В 1920–1930-е годы всех чрезвычайно вдохновляла идея, что археология может пролить свет на эти вопросы. В тот период археологические экспедиции открыли остатки древних цивилизаций, обнесенные стенами города Хараппа, Мохенджо-Даро и другие в Пенджабе и Синде, датированные периодом от 4500 до 3800 лет назад. Эти города и поселения рассыпались по долине Инда на территории современного Пакистана и отчасти Индии, под защитой их стен проживали десятки тысяч человек3. Может быть, это и есть те самые крепости-пуры из “Ригведы”?
Города в долине Инда по периметру окружали стены, а внутри по сетке располагались постройки, в том числе внушительные хранилища для зерна, выращенного поблизости на пахотных землях речной поймы. Здесь жили искусные мастера, работавшие по золоту, меди, умелые гончары и резчики по дереву и раковинам. Люди активно занимались торговлей и коммерцией, как это видно по найденным каменным гирькам и измерительным лекалам, а их торговые партнеры находились в Афганистане, Месопотамии и даже в Африке4. Они использовали резные печати с изображениями животных и людей. На этих печатях имеются различные символы, значение которых пока не расшифровано5.

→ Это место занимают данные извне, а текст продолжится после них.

PR #1408, opened 2021-04-11
#1405 Fixed FieldDescriptionFactory check for instance of EntityManag…

### LINKED ISSUE #1405: No entity manager defined for class with Doctrine Decorator : Issue and Fix proposal ;-)
In our project, we use a class to decorate the default doctrine.orm.default_entity_manager.

```
services:
  doctrine.orm.entity_manager:
    class: App\Core\Doctrine\ORM\EntityManager
    autowire: true
    decorates: 'doctrine.orm.default_entity_manager'
```

in this case the method getEntityManager in FieldDescriptionFactory throw an exception because $this->registry->getManagerForClass($class); returns an instance of my class (App\Core\Doctrine\ORM\EntityManager).

it is easily fixable by replacing the "getEntityManager" function in FieldDescriptionFactory by the following

```
private function getEntityManager(string $class): EntityManagerInterface
    {
        $em = $this->registry->getManagerForClass($class);

        if (!$em instanceof EntityManagerInterface) {
            throw new \UnexpectedValueException(sprintf('No entity manager defined for class "%s".', $class));
        }

        return $em;
    }
```

michkinn:
…erInterface to allow use of entityManagerDecorator

## Subject

I am targeting this branch, because Sonata generate an Exception when entityManager use a doctrine decorator.

Closes #1405 

## Changelog

```markdown
### Fixed
- Allow to decorate EntityManager
```

### DIFF
--- a/src/FieldDescription/FieldDescriptionFactory.php
+++ b/src/FieldDescription/FieldDescriptionFactory.php
@@ -13,7 +13,7 @@ declare(strict_types=1);
 
 namespace Sonata\DoctrineORMAdminBundle\FieldDescription;
 
-use Doctrine\ORM\EntityManager;
+use Doctrine\ORM\EntityManagerInterface;
 use Doctrine\Persistence\Mapping\ClassMetadata;
 use Sonata\AdminBundle\FieldDescription\FieldDescriptionFactoryInterface;
 use Sonata\AdminBundle\FieldDescription\FieldDescriptionInterface;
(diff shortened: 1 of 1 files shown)


franmomu:
Closing to restart tests.

franmomu (approved):
I see this change fine.

But I don't really know how this would fix #1405, `$em = $this->registry->getManagerForClass($class);` would return the same instance and if you decorate the service I guess you are also implementing `EntityManagerInterface`.

VincentLanglet (approved):

VincentLanglet:
Thanks @michkinn

michkinn:
@franmomu, You' re right. my decorator had to implements EntityManagerInterface. But that's the only way to make it work.

PR #1409, opened 2021-04-11
Fix Revision instantiation

franmomu:
It fails because of https://github.com/sonata-project/EntityAuditBundle/pull/382, this PR fixes the fail, but I guess we introduced a BC break adding those type declarations.


VincentLanglet (approved):

VincentLanglet:
Since the code of entityAuditBundle was using the property as a datetime, i would say that a real usage of the revision entity would already lead to an error.

I would see this like a faster failure rather than a real bc break...

PR #1411, opened 2021-04-11
Allow sonata 4

VincentLanglet:


composer.json
```diff
@@ -29,7 +29,7 @@
         "doctrine/doctrine-bundle": "^2.3",
         "doctrine/orm": "^2.5",
         "doctrine/persistence": "^2.0",
-        "sonata-project/admin-bundle": "4.x-dev",
+        "sonata-project/admin-bundle": "4.x-dev || ^4.0",
```
jordisala1991, line 32: I think we can leave just ^4.0

VincentLanglet: It during the beta, it will allow us to fix the BC-break on this bundle even if it's not release as a new alpha.

dmaicher: yeah I would also say so

dmaicher (approved):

Со времени первых раскопок многое в цивилизации долины Инда, в том числе письменность, так и осталось неразгаданным. И самая большая тайна – закат этой цивилизации. Около 3800 лет назад поселения в долине Инда были заброшены, а центр жизни сместился в долину Ганга6. Именно тогда и была составлена на древнем (ведийском) санскрите “Ригведа”. Ведийский санскрит является предковым для большинства языков сегодняшней Северной Индии, которые за тысячу лет до написания “Ригведы” сформировались на базе иранских языков. А те, в свою очередь, связаны косвенным родством с европейскими языками, так что все они вместе составляют индоевропейскую языковую семью. Религия “Ригведы” с ее пантеоном божеств, управляющих природой и обществом, обнаруживает несомненное сходство с мифологией других частей индоевропейской Евразии, включая Иран, Грецию, Скандинавию, что лишний раз подтверждает активные культурные связи на обширных евразийских территориях в ту эпоху7.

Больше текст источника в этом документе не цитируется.